Özgürlük, güvenlik ve adalet 

Avrupa Birliği, kişilerin serbest dolaşımının sağlandığı bir özgürlük, güvenlik ve adalet bölgesi oluşturma ve geliştirmeyi kendisine amaç edinmiştir. Birlik bu maksatla iç pazarın uygun işleyişi için gerekli olan, hukukî konularda adlî iş birliği alanında tedbirler kabul etmiştir.

Avrupa Konseyi, 15 ve 16 Ekim 1999’da Tamper’deki toplantısında, adalete erişim ilkesini esas alarak ve adalete daha iyi erişimi kolaylaştırmak amacıyla, Üye Devletlerce alternatif, yargı dışı usullerin oluşturulmasını istemiştir.
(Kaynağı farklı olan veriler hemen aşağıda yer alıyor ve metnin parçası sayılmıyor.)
PR #1031, opened 2018-11-16
Add messaging when there are no FB pages

gettinToasty:
Don't allow users to go live if they have no pages, and filter out pages that are not streaming enabled for this api. Need to hear back from FB about precisely what types of pages can be streamed with before updating this and moving forward

### DIFF
--- a/app/components/windows/EditStreamInfo.vue
+++ b/app/components/windows/EditStreamInfo.vue
@@ -3,7 +3,7 @@
   :show-controls="false"
   :customControls="true">
   <div slot="content">
-    <div v-if="infoLoading">
+    <div v-if="infoLoading || populatingModels">
       <i class="fa fa-spinner fa-pulse" />
     </div>
     <div v-if="infoError && !infoLoading" class="warning">
@@ -13,7 +13,7 @@
       <a @click="goLive">{{ $t('just go live.') }}</a>
       {{ $t('If this error persists, you can try logging out and back in.') }}
     </div>
-    <div v-if="!infoLoading && !infoError">
+    <div v-if="!infoLoading && !infoError && !populatingModels">
       <ObsTextInput v-model="streamTitleModel" />
       <ObsTextInput  v-if="isYoutube || isFacebook" v-model="streamDescriptionModel" />
       <ObsListInput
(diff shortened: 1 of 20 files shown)


app/components/windows/EditStreamInfo.vue.ts
```diff
@@ -279,6 +284,10 @@ export default class EditStreamInfo extends Vue {
     this.userService.postFacebookPage(model.value);
   }
 
+  openFBPageCreateLink() {
+    shell.openExternal('https://www.facebook.com/pages/creation/')
```
kuhasuki: Let's replace this with the link to make a gaming video creator page https://www.facebook.com/gaming/pages/create

app/components/windows/EditStreamInfo.vue
```diff
@@ -25,7 +25,16 @@
         :loading="searchingGames"
         @search-change="debouncedGameSearch"
         @input="onGameInput"/>
-      <ObsListInput v-if="isFacebook" :value="pageModel" @input="(pageId) => setFacebookPageId(pageId)" />
+      <div class="warning" v-if="isFacebook && !hasPages">
+        {{ $t('It looks like you don\'t have any Pages. Head to ') }}
+        <a @click="openFBPageCreateLink">{{ $t('Facebook Page Creation') }}</a>
+        {{ $t(' to create a page, and then trying again.') }}
```
andycreeth: Typo "trying" -> "try"

app/services/platforms/facebook.ts
```diff
@@ -79,61 +76,48 @@ export class FacebookService extends StatefulService<IFacebookServiceState> impl
...
     // FB Doesn't have token refresh, user must login again to update token
-    const host = this.hostsService.streamlabs;
-    const url = `https://${host}/api/v5/slobs/facebook/refresh`;
-    const headers = authorizedHeaders(this.userService.apiToken);
-    const request = new Request(url, { headers });
-    return fetch(request)
-      .then(handleErrors)
-      .then(response => response.json())
-      .then(response => this.userService.updatePlatformToken(response.access_token));
+    return new Promise((resolve) => (resolve()))
```
holiber: `return Promise.resolve();`

PR #1035, opened 2018-11-17
remove race conditions sending api ready

andycreeth:


kuhasuki:
Fixes the bug for face masks. Nice investigation.

PR #1037, opened 2018-11-18
Collect API usage analytics

holiber:


app/services/usage-statistics.ts
```diff
@@ -114,4 +129,30 @@ export class UsageStatisticsService extends Service {
...
+      event,
+      value,
+      product: 'SLOBS',
+      version: this.version,
+      count: 1
+    });
+    this.sendAnalytics();
+  }
+
+  @Debounce(2 * 60 * 1000)
```
andycreeth: Hey, so I missed this the first time I reviewed this, but I think you want a "throttle" here, not a "debounce".  The issue with using a debounce here is that it actually requires that this function isn't called for 2 minutes before executing.  As long as there is at least 1 event every 2 minutes, this function will never execute.  This isn't the behavior you want.  Instead you just want to rate limit this function, which is what throttle is for.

Konsey, 2000 yılının mayıs ayında, medenî hukuk ve ticaret hukuku uyuşmazlıklarının alternatif çözüm yöntemleri konusunda temel ilkelerin oluşturulmasının, adalete erişimi kolaylaştırmak ve düzeltmek amacıyla, medenî hukuk ve ticaret hukuku uyuşmazlıklarının çözümünde yargı dışı usullerin gelişmesi ve uygulanması için önemli bir adım olduğunu belirterek bu yöntemler hakkında kararlar almıştır.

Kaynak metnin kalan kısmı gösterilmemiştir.